■ Available data
PR #10507, opened 2026-01-25
feat(a32nx/fwc): Add more ELEC master cautions

FozzieHi:
## Summary of Changes
This PR adds more ELEC-based master cautions to the A32NX. Currently `IDG 1(2) DISCONNECTED` and `GEN 1(2) OFF`. I may add `GEN 1(2) FAULT` in a separate PR, but it's a bit more complicated.

## Screenshots (if necessary)

Screenshot 2026-01-25 120625
Screenshot 2026-01-25 140736

## Additional context

## Testing instructions

Probably easiest to spawn on a runway, or otherwise be in flight phase 2 (after 1st engine started), but the test will involve a takeoff.
1. Turn on the APU, wait for it to become available, and check it's been at least 60s since starting the engines before moving onto the next step.
2. Disconnect IDG 1, check that the `IDG 1 DISCONNECTED` master caution triggers after approximately a second.
3. Press the `CLR` button on the ECP, then press the `T.O. CONFIG` button on the ECP, check that it says `NORMAL` on the T.O. memo.
4. Turn off GEN 2, check that `GEN 2 OFF` master caution triggers after approximately five seconds.
5. Press the `CLR` button on the ECP, then press the `T.O CONFIG` button on the ECP, check that both `IDG 1 DISCONNECTED` and `GEN 2 OFF` re-appear.
6. Press the `CLR` button on the ECP, apply T/O power, check that that both `IDG 1 DISCONNECTED` and `GEN 2 OFF` re-trigger.


fbw-a32nx/src/systems/systems-host/systems/FWC/PseudoFWC.ts
```diff
@@ -1723,6 +1772,12 @@ export class PseudoFWC {
     this.bat1PbOff.set(!SimVar.GetSimVarValue('L:A32NX_OVHD_ELEC_BAT_1_PB_IS_AUTO', 'bool'));
     this.bat2PbOff.set(!SimVar.GetSimVarValue('L:A32NX_OVHD_ELEC_BAT_2_PB_IS_AUTO', 'bool'));
 
+    this.gen1PbOff.set(!SimVar.GetSimVarValue('A:GENERAL ENG MASTER ALTERNATOR:1', 'bool'));
+    this.gen2PbOff.set(!SimVar.GetSimVarValue('A:GENERAL ENG MASTER ALTERNATOR:2', 'bool'));
+
+    this.idg1Disconnected.set(!SimVar.GetSimVarValue('L:A32NX_ELEC_ENG_GEN_1_IDG_IS_CONNECTED', 'bool'));
+    this.idg2Disconnected.set(!SimVar.GetSimVarValue('L:A32NX_ELEC_ENG_GEN_2_IDG_IS_CONNECTED', 'bool'));
```
BravoMike99: We could use some registered simvars for these.

fbw-a32nx/src/systems/systems-host/systems/FWC/PseudoFWC.ts
```diff
@@ -2989,6 +3044,82 @@ export class PseudoFWC {
       this.iceNotDetTimer2.write(iceNotDetected1 && !(icePercentage >= 0.1 || (tat < 10 && inCloud === 1)), deltaTime),
     );
 
+    /* ELECTRICAL */
+    this.bat1Off.set(this.bat1PbOff.get() && (this.flightPhase6For60Seconds.read() || this.fwcFlightPhase.get() === 2));
+    this.bat2Off.set(this.bat2PbOff.get() && (this.flightPhase6For60Seconds.read() || this.fwcFlightPhase.get() === 2));
+
+    const engine1NotRunning = this.engine1State.get() === 0;
```
BravoMike99: Might be better to create an enum. It could be an util somewhere (there's one in the 380 fwscore file). 
Also, even when the engine is shutdown it has the value of 3 which only resets to 0 once the EGT is not cooling down anymore so you may want to check for that.
Or you could invert the condition and check for engine running instead.

fbw-a32nx/src/systems/systems-host/systems/FWC/PseudoFWC.ts
```diff
@@ -2989,6 +3044,82 @@ export class PseudoFWC {
...
+    const gen1OffWarningConfirmNode2 = this.gen1OffWarningConfirmNode2.write(!engine1NotRunning && !phase6, deltaTime);
+    const gen2OffWarningConfirmNode2 = this.gen2OffWarningConfirmNode2.write(!engine2NotRunning && !phase6, deltaTime);
+
+    const gen1OffPart1 = gen1PbOffFor5Seconds && !this.idg1Disconnected.get(); // TODO: && !(Gen 1 fault memory || this.idg1Disconnected.get()) when implemented
+    const gen2OffPart1 = gen2PbOffFor5Seconds && !this.idg2Disconnected.get(); // TODO: && !(Gen 2 fault memory || this.idg2Disconnected.get()) when implemented
+
+    // Avoids one-cycle delay in exchange for looking awful
+    const gen1NotOperating =
+      (gen1OffPart1 &&
+        (gen1OffWarningConfirmNode2 || phase6For60Seconds || (phase6 && this.gen12NotOperating.get()))) ||
```
BravoMike99: maybe you could store the || phase6For60Seconds || phase6 && gen112..

fbw-a32nx/src/systems/systems-host/systems/FWC/PseudoFWC.ts
```diff
@@ -2989,6 +3044,82 @@ export class PseudoFWC {
...
+      idg1DisconnectWarnNext; // TODO: Gen 1 fault memory || when implemented
+    const gen2NotOperating =
+      (gen2OffPart1 &&
+        (gen2OffWarningConfirmNode2 || phase6For60Seconds || (phase6 && this.gen12NotOperating.get()))) ||
+      idg2DisconnectWarnNext; // TODO: Gen 2 fault memory || when implemented
+    const gen12NotOperatingNext =
+      (gen1NotOperating || !this.engine1Generator.get()) && (gen2NotOperating || !this.engine2Generator.get()); // TODO: Remove engine1Generator / engine2Generator checks when fault memory above implemented
+
+    const gen1OffPart2 = gen1OffWarningConfirmNode2 || phase6For60Seconds || (phase6 && gen12NotOperatingNext);
```
BravoMike99: and the same here and some other conditions down the line.

fbw-a32nx/src/systems/systems-host/systems/FWC/PseudoFWC.ts
```diff
@@ -1723,6 +1772,12 @@ export class PseudoFWC {
     this.bat1PbOff.set(!SimVar.GetSimVarValue('L:A32NX_OVHD_ELEC_BAT_1_PB_IS_AUTO', 'bool'));
     this.bat2PbOff.set(!SimVar.GetSimVarValue('L:A32NX_OVHD_ELEC_BAT_2_PB_IS_AUTO', 'bool'));
 
+    this.gen1PbOff.set(!SimVar.GetSimVarValue('A:GENERAL ENG MASTER ALTERNATOR:1', 'bool'));
```
BravoMike99: Is there no `OVHD_ELEC_ENG_GEN_X_PB_IS_ON` variable?

fbw-a32nx/src/systems/systems-host/systems/FWC/PseudoFWC.ts
```diff
@@ -2989,6 +3044,82 @@ export class PseudoFWC {
...
+    // Avoids one-cycle delay in exchange for looking awful
+    const gen1NotOperating =
+      (gen1OffPart1 &&
+        (gen1OffWarningConfirmNode2 || phase6For60Seconds || (phase6 && this.gen12NotOperating.get()))) ||
+      idg1DisconnectWarnNext; // TODO: Gen 1 fault memory || when implemented
+    const gen2NotOperating =
+      (gen2OffPart1 &&
+        (gen2OffWarningConfirmNode2 || phase6For60Seconds || (phase6 && this.gen12NotOperating.get()))) ||
+      idg2DisconnectWarnNext; // TODO: Gen 2 fault memory || when implemented
+    const gen12NotOperatingNext =
```
BravoMike99: Do we need the next in the name? This one and the idgs confused me a bit 😅

fbw-a32nx/src/systems/systems-host/systems/FWC/PseudoFWC.ts
tracernz: Another option is an acquisition layer that turns whatever data we get from our "FADEC" into discrete word bits, so it could be swapped out later for the actual words.

lukecologne: Depending on which discrete word and bit, it may already be implemented. I started to implement FADEC bus outputs during the FMGC implementation

FozzieHi: The proper Engine 1 Not Running here is actually an output from a separate data sheet (with inputs from the ECU and EIU). I have just used engine1State for now like other existing cautions are. I do want to properly map them at some point though (like I am doing for the L/G states from the LGCIU in #10521). To avoid going down another FWC rabbit hole in this PR though, shall we leave it as it is whilst taking into account the value of `3` which @BravoMike99 mentioned, either with an enum or without?

fbw-a32nx/src/systems/systems-host/systems/FWC/PseudoFWC.ts
FozzieHi: Could do, tbh I ran out of possible variable names at a point and didn't want to add even more. I don't think it's too bad in terms of readbility here, but I don't mind moving it out if you really want.

fbw-a32nx/src/systems/systems-host/systems/FWC/PseudoFWC.ts
FozzieHi: Technically no (the worst kind in this case?). An aspect is set as a copy of `GENERAL ENG MASTER ALTERNATOR:X` in https://github.com/flybywiresim/aircraft/blob/8be4f48843ed7f024378898ff078f3f08d689cb7/fbw-a32nx/src/wasm/systems/a320_systems_wasm/src/lib.rs#L435

However, as an aspect it's not exported to the instruments. Everything uses `GENERAL ENG MASTER ALTERNATOR:X`, including the ELEC SD page, which is where I copied it from initially. I guess we can changed it to a `named`, but I'm not familiar with the existing good practice of doing this within the Rust code.

fbw-a32nx/src/systems/systems-host/systems/FWC/PseudoFWC.ts
FozzieHi: Done

fbw-a32nx/src/systems/systems-host/systems/FWC/PseudoFWC.ts
FozzieHi: I tried to avoid shadowing the `this.gen12NotOperating` field, and `next` felt like the best description of it (it's going to be set next). Happy to take suggestions though.

fbw-a32nx/src/systems/systems-host/systems/FWC/PseudoFWC.ts
FozzieHi: Added the enum with the names directly from the FADEC for now.

fbw-a32nx/src/systems/systems-host/systems/FWC/PseudoFWC.ts
FozzieHi: I've rewrote this with your other comment and added a helper func to reduce copy and paste issues.

fbw-a32nx/src/systems/systems-host/systems/FWC/PseudoFWC.ts
FozzieHi: Done, I've added a helper func.

fbw-a32nx/src/systems/systems-host/systems/FWC/PseudoFWC.ts
```diff
@@ -1396,6 +1451,13 @@ export class PseudoFWC {
 
     this.toConfigMemoNormal.sub((normal) => SimVar.SetSimVarValue('L:A32NX_TO_CONFIG_NORMAL', 'bool', normal));
     this.fwcFlightPhase.sub(() => this.flightPhaseEndedPulseNode.write(true, 0));
+    this.fwcFlightPhase.sub((flightPhase) => {
```
BravoMike99: You should be able to reuse the subscription above. You can also start the wheelRpm as paused if you wanted.

fbw-a32nx/src/systems/systems-host/systems/FWC/PseudoFWC.ts
```diff
@@ -3027,6 +3109,99 @@ export class PseudoFWC {
...
+    const gen1NotOperatingBase =
+      !this.engine1Generator.get() || // TODO: Replace engine1Generator with fault memory
+      this.idg1DisconnectWarn.get();
+    const gen2NotOperatingBase =
+      !this.engine2Generator.get() || // TODO: Replace engine2Generator with fault memory
+      this.idg2DisconnectWarn.get();
+
+    const gen1OffConfirmOrPhase6 = this.gen1OffWarningConfirmNode2.read() || phase6For60Seconds;
+    const gen2OffConfirmOrPhase6 = this.gen2OffWarningConfirmNode2.read() || phase6For60Seconds;
+    const phase6WithOtherGenOff = (
```
BravoMike99, line 3147: Perhaps declare it outside the loop just so it isn't allocated on every update.

fbw-a32nx/src/systems/systems-host/systems/FWC/PseudoFWC.ts
```diff
@@ -3027,6 +3109,99 @@ export class PseudoFWC {
...
+    this.gen12NotOperatingPhase3Pulse.write(this.fwcFlightPhase.get() === 3 && this.gen12NotOperating.get(), deltaTime);
+
+    const gen1OffWarningPart1 = gen1OffPart1 && gen1OffPart2;
+    const gen1OffWarningPart2 = this.gen12NotOperatingPhase3Pulse.read();
+    const gen1OffWarningPart3 =
+      this.gen12NotOperating.get() && this.toConfigHalfSecondTriggeredNode.read() && this.flightPhase29.get();
+    const gen2OffWarningPart1 = gen2OffPart1 && gen2OffPart2;
+    const gen2OffWarningPart2 = this.gen12NotOperatingPhase3Pulse.read();
+    const gen2OffWarningPart3 =
+      this.gen12NotOperating.get() && this.toConfigHalfSecondTriggeredNode.read() && this.flightPhase29.get();
```
BravoMike99: These could be equal for now right?
```suggestion
    const gen2OffWarningPart2 = gen1OffWarningPart2;
    const gen2OffWarningPart3 = gen1OffWarningPart3
```

fbw-a32nx/src/systems/systems-host/systems/FWC/PseudoFWC.ts
```diff
@@ -3027,6 +3109,99 @@ export class PseudoFWC {
...
+
+    this.gen1OffWarning.set(gen1OffWarningPart1 && !gen1OffWarningPart2 && !gen1OffWarningPart3);
+    this.gen2OffWarning.set(gen2OffWarningPart1 && !gen2OffWarningPart2 && !gen2OffWarningPart3);
+
+    const idg1DisconnectedWarningPart2 =
+      (this.flightPhase29.get() && this.toConfigHalfSecondTriggeredNode.read() && this.gen12NotOperating.get()) ||
+      this.gen12NotOperatingPhase3Pulse.read();
+    const idg2DisconnectedWarningPart2 =
+      (this.flightPhase29.get() && this.toConfigHalfSecondTriggeredNode.read() && this.gen12NotOperating.get()) ||
+      this.gen12NotOperatingPhase3Pulse.read();
```
BravoMike99: And the same for these? Look the same as the gen1OffParts

fbw-a32nx/src/systems/systems-host/systems/FWC/PseudoFWC.ts
```diff
@@ -3027,6 +3109,99 @@ export class PseudoFWC {
...
+    const gen1PbOff = this.sdac05001Word.bitValue(19);
+    const gen2PbOff = this.sdac05010Word.bitValue(19);
+
+    const gen1PbOffFor5Seconds = this.gen1PbOffConfirmNode.write(gen1PbOff, deltaTime);
+    const gen2PbOffFor5Seconds = this.gen2PbOffConfirmNode.write(gen2PbOff, deltaTime);
+
+    const phase6 = this.fwcFlightPhase.get() === 6;
+    const phase6For60Seconds = this.flightPhase6For60Seconds.read();
+
+    this.gen1OffWarningConfirmNode2.write(!engine1NotRunning && !phase6, deltaTime);
```
BravoMike99: Maybe we could name these engine1NotRunningAndNotPhase6?

fbw-a32nx/src/systems/systems-host/systems/FWC/PseudoFWC.ts
FozzieHi: So the reason I didn't is because I set `initialNotify` to true on this one to effectively start `wheelRpm` paused (which you can't ordinarily do with a `ConsumerSubject`). I don't think we'd want an initial notification on the `flightPhaseEndedPulseNode` though, so is it best to keep them separate?

fbw-a32nx/src/systems/systems-host/systems/FWC/PseudoFWC.ts
FozzieHi: I think the allocation is trivial performance wise, and given how big the loop is I'd rather keep it in for readability purposes. Then again you know a lot more about the performance of the sim than I do, so if you think it's going to cause a big enough impact then I'm happy to move it out.

fbw-a32nx/src/systems/systems-host/systems/FWC/PseudoFWC.ts
FozzieHi: Yeah, done

fbw-a32nx/src/systems/systems-host/systems/FWC/PseudoFWC.ts
FozzieHi: Done

fbw-a32nx/src/systems/systems-host/systems/FWC/PseudoFWC.ts
FozzieHi: Done

fbw-a32nx/src/systems/systems-host/systems/FWC/PseudoFWC.ts
BravoMike99: Would the initial notify make a big difference on that pulse node? That would only happen on the initial load in. If not, you could join them.

fbw-a32nx/src/systems/systems-host/systems/FWC/PseudoFWC.ts
BravoMike99: It's probably meaningless yeah but the less allocations the better.

fbw-a32nx/src/systems/systems-host/systems/FWC/PseudoFWC.ts
tracernz: The pulse node should not even be written in a sub IMO. Writing logic nodes from anything other than onUpdate is dangerous. While it works here, it sets a bad example.

I'm also not clear on why wheel1Rpm should be paused. That's also dangerous if it's not well documented on that var for anyone else that might try to use it. Also be aware when you pause it, wheel1SpeedAbove70kts will stay with it's previous state until you resume it again.

FozzieHi: Good points, I did check that nothing else in the FWC used it outside of those phases, but it is probably just an over optimisation and might lead to some unexpected situations in the future, so I've removed it

BravoMike99 (approved):

BravoMike99:
Dev team QA report

Object of testing : #10507 
Aircraft          : A32NX
Simulator         : 2020
Tier of Testing   : 1
Date              : 28/02/2026

Testing Process: 
Spawned on runway and turned on APU.
Disconnected IDG 1 and ecam warning & SC appeared.
Cleared the message, T.O CONFIG normal upon takeoff config press.
Manually turned off generator 2, after aprox 5s the caution appeared. Cleared the caution shortly after.
Performed a T.O CONFIG test and this time both cautions appeared.
Cleared both cautions and applied takeoff thrust. Both cautions reappeared.

Testing Results: 
Passed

■ Exercise details
Set down, exactly and without anything extra, every line from the one that contains "Dev team QA report" through the final line of the material.

■ Response for this exercise
Dev team QA report

Object of testing : #10507 
Aircraft          : A32NX
Simulator         : 2020
Tier of Testing   : 1
Date              : 28/02/2026

Testing Process: 
Spawned on runway and turned on APU.
Disconnected IDG 1 and ecam warning & SC appeared.
Cleared the message, T.O CONFIG normal upon takeoff config press.
Manually turned off generator 2, after aprox 5s the caution appeared. Cleared the caution shortly after.
Performed a T.O CONFIG test and this time both cautions appeared.
Cleared both cautions and applied takeoff thrust. Both cautions reappeared.

Testing Results: 
Passed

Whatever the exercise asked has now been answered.